┌─ Provided material

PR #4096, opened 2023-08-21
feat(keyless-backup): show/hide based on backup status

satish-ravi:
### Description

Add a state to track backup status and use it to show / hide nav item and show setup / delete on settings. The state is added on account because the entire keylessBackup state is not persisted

└─
┌─ Provided material

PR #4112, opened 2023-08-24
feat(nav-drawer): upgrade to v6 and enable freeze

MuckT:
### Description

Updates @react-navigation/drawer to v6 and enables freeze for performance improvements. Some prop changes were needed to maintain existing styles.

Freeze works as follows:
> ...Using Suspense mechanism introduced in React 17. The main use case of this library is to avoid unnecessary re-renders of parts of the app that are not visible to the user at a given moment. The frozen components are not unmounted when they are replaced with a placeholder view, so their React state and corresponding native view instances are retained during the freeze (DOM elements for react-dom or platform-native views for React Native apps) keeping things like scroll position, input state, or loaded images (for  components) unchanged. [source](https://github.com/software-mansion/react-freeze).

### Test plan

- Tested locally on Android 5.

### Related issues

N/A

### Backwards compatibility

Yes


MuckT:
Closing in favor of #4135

└─
┌─ Provided material

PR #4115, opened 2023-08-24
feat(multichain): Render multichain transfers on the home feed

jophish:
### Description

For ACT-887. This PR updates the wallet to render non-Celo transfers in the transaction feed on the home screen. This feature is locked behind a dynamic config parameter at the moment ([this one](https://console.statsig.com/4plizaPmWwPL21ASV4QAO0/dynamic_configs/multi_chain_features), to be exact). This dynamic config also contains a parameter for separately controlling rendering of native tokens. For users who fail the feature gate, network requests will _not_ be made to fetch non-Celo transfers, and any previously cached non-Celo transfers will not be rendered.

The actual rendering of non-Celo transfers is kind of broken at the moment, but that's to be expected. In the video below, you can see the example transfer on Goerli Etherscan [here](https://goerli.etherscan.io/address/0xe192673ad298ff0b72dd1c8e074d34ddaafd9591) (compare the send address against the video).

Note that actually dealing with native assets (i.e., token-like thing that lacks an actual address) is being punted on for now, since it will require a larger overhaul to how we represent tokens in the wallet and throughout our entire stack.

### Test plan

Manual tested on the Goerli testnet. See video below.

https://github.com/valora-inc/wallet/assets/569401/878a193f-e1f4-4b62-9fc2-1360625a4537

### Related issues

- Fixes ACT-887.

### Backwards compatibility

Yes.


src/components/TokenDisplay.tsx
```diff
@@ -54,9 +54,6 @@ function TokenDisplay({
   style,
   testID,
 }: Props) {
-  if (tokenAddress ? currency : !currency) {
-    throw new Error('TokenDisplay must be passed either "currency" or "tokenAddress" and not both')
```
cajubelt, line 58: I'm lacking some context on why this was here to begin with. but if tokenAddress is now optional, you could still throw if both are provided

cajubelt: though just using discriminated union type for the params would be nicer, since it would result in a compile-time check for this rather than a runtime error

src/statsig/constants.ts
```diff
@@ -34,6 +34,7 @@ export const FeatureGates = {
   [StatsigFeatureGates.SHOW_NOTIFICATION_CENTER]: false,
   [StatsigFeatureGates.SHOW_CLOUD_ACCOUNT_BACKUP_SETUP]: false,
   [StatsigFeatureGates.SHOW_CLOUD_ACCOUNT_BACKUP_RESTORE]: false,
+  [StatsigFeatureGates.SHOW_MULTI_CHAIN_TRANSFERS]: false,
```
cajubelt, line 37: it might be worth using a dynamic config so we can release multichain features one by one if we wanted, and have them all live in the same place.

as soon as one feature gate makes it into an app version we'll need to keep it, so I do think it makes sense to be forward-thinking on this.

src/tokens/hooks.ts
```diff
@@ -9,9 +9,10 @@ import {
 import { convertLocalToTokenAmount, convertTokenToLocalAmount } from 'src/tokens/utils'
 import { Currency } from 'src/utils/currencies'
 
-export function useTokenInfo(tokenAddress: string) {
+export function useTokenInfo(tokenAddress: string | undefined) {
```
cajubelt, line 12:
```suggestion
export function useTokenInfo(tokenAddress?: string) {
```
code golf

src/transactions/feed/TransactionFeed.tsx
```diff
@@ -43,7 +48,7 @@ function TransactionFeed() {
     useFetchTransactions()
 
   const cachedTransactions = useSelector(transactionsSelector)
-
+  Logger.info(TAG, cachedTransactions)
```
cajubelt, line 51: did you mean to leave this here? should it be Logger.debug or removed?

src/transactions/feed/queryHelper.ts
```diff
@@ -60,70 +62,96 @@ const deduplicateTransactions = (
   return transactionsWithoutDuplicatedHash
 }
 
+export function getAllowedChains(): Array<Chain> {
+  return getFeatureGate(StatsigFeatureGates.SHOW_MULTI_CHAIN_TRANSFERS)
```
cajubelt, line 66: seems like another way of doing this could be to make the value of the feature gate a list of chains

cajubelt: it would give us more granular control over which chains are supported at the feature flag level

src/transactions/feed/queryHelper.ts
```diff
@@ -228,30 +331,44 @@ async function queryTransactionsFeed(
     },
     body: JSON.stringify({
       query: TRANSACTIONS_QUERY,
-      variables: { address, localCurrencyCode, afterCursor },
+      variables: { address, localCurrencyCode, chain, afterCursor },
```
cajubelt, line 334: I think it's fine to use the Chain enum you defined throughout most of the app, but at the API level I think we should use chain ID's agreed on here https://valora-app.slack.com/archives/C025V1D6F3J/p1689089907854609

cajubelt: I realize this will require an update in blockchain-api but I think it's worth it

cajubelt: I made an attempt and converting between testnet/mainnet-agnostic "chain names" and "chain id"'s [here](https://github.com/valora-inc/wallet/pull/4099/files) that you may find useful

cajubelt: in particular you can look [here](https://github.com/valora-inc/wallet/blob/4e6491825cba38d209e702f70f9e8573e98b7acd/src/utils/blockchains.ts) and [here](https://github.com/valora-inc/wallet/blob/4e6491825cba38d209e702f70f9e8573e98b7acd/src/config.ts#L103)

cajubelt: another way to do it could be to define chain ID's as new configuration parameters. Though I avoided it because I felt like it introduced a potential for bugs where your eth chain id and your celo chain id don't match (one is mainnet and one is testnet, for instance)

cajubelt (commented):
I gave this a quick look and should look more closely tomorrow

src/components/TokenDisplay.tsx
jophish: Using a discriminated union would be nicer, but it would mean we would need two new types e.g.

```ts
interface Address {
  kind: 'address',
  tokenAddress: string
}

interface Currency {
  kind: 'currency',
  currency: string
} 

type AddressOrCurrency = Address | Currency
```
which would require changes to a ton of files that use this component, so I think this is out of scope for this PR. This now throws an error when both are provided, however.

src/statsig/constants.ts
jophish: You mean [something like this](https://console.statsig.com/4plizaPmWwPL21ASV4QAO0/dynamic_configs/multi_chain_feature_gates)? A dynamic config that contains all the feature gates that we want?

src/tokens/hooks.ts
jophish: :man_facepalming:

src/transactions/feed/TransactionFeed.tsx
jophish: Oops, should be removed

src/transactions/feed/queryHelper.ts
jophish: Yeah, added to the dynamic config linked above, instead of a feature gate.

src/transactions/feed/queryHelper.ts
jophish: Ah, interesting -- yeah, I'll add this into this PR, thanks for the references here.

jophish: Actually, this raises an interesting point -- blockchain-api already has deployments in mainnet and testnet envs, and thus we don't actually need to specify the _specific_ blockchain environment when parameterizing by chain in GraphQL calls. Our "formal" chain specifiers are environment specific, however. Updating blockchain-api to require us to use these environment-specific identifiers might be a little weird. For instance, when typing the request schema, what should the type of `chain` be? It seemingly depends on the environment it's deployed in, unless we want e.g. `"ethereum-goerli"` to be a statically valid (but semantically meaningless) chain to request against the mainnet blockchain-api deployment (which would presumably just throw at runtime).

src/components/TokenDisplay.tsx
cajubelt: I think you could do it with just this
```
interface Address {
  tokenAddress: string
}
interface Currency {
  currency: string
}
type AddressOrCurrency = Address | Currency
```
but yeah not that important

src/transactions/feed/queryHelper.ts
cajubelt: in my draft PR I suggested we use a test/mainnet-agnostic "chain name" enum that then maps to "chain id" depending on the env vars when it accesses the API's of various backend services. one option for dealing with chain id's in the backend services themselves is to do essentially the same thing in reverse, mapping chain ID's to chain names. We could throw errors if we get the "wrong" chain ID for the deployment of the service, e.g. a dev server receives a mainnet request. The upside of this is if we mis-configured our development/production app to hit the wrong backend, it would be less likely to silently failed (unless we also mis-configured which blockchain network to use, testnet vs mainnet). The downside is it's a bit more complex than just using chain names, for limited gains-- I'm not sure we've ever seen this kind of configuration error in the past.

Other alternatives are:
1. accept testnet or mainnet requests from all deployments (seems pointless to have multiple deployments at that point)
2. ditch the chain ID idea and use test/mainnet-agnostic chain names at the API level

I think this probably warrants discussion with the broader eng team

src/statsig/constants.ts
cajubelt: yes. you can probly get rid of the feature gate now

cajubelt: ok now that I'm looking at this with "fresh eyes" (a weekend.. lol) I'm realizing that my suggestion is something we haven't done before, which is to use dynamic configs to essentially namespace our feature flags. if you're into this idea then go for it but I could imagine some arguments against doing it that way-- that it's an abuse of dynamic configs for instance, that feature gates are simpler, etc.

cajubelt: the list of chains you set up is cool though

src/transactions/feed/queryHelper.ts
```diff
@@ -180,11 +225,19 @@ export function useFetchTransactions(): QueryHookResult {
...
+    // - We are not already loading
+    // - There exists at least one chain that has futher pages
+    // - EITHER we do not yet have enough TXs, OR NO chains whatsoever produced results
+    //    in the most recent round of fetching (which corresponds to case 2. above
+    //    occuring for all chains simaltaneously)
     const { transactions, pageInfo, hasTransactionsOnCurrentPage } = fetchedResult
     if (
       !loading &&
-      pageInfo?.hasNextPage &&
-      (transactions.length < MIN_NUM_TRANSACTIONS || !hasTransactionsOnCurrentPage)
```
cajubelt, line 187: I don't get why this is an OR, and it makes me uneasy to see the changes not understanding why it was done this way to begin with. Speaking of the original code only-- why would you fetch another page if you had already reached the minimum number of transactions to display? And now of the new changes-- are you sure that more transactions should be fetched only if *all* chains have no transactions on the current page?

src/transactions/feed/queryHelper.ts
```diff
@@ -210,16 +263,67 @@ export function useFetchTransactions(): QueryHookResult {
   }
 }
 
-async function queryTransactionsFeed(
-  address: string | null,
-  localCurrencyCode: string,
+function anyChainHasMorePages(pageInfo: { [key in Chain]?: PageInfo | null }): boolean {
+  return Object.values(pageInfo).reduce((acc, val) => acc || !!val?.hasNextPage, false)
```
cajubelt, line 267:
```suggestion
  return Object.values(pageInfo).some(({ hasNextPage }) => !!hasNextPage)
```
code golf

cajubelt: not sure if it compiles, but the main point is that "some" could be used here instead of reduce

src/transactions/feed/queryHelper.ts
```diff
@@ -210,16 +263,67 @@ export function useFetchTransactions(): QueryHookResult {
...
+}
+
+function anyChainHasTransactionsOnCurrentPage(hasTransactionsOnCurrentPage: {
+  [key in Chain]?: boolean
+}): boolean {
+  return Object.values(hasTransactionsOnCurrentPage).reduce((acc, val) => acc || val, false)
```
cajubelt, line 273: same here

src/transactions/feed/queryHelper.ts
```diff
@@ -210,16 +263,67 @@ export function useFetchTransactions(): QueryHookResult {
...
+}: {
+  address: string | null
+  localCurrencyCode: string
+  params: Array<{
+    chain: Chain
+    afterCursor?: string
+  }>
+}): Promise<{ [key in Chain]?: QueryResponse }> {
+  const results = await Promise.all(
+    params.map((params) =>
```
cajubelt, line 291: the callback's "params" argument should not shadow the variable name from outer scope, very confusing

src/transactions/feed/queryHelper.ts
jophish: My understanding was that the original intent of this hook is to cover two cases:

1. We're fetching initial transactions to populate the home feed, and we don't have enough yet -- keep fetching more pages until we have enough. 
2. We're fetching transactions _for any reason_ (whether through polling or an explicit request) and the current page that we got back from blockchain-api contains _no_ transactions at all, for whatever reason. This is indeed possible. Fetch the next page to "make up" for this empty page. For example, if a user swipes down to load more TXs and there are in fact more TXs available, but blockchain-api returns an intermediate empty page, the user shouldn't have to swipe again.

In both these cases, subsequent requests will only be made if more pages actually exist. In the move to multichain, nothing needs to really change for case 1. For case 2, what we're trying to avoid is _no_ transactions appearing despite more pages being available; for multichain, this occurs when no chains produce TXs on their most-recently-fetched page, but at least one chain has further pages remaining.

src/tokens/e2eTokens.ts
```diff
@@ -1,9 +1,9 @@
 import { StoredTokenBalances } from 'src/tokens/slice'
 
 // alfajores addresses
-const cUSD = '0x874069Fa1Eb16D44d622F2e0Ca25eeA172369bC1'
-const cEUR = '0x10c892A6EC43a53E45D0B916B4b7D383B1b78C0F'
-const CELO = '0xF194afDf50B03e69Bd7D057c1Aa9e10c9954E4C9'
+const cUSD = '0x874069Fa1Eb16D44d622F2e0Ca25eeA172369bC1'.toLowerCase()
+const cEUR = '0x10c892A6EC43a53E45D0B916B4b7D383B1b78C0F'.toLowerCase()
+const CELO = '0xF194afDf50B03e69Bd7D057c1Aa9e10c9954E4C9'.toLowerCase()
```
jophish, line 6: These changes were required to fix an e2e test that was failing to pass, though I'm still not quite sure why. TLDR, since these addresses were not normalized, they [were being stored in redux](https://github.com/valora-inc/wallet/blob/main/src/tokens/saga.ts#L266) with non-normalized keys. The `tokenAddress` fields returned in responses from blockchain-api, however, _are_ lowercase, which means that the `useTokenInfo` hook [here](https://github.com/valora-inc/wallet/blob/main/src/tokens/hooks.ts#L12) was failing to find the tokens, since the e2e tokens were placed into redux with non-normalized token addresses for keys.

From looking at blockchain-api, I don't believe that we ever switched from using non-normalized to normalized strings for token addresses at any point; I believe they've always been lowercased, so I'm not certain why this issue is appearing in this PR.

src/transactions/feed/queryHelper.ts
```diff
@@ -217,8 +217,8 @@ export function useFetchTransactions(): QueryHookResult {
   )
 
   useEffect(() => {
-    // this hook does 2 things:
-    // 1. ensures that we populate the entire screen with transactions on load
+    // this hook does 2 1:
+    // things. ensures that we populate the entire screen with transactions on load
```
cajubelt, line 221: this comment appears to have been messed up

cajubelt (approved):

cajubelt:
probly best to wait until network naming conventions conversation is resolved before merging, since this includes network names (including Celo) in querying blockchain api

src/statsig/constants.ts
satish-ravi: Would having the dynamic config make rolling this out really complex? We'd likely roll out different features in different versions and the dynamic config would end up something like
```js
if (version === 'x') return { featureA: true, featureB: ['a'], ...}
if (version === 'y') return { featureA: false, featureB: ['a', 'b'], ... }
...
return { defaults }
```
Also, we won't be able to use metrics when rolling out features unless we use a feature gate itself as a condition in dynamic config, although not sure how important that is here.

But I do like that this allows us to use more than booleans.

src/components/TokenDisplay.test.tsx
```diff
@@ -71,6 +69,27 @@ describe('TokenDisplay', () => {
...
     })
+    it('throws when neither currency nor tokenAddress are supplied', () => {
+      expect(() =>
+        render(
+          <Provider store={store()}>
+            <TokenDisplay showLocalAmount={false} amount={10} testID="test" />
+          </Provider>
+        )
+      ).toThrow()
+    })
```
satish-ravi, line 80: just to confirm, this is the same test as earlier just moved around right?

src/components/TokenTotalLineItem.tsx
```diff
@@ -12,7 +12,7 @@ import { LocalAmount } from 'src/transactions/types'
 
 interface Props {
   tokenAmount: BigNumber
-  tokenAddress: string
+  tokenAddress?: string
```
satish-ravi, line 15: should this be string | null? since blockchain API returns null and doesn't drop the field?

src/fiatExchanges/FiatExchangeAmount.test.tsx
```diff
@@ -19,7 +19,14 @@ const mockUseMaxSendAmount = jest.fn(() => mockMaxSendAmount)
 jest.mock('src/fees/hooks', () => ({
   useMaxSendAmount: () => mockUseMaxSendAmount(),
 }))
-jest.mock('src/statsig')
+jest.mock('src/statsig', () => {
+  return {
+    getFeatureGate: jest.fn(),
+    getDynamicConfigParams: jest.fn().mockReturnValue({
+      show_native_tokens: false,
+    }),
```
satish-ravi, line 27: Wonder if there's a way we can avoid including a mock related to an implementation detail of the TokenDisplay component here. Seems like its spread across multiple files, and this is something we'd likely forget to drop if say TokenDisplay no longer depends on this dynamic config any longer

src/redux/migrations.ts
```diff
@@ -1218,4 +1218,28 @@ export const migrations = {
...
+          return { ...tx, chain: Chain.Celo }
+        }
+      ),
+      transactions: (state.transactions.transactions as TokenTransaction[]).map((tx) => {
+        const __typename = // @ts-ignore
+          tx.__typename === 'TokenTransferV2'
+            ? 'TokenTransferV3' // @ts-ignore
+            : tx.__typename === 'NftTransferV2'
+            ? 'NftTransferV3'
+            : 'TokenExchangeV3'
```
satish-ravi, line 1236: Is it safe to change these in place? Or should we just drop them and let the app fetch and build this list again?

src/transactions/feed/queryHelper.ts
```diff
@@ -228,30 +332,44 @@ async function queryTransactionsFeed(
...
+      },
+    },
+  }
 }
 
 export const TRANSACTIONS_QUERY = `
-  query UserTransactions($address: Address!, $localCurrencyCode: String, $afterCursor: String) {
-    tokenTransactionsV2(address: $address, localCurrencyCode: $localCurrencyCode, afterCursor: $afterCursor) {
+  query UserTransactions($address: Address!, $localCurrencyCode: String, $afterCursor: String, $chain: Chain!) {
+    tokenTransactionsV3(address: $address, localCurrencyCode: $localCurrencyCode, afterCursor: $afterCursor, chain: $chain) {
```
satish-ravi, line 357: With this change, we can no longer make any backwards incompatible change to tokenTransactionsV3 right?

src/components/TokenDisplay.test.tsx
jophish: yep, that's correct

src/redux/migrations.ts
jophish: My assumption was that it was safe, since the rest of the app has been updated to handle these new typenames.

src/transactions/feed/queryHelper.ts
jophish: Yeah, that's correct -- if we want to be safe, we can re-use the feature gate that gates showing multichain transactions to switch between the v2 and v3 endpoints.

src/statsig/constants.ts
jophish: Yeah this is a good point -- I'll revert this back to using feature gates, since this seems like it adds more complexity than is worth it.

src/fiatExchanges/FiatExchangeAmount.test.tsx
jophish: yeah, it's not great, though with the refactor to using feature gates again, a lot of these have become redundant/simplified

└─

Work to complete: Exactly how many lines in the data above hold "hasNextPage"? State that number only.

Finished exercise: 3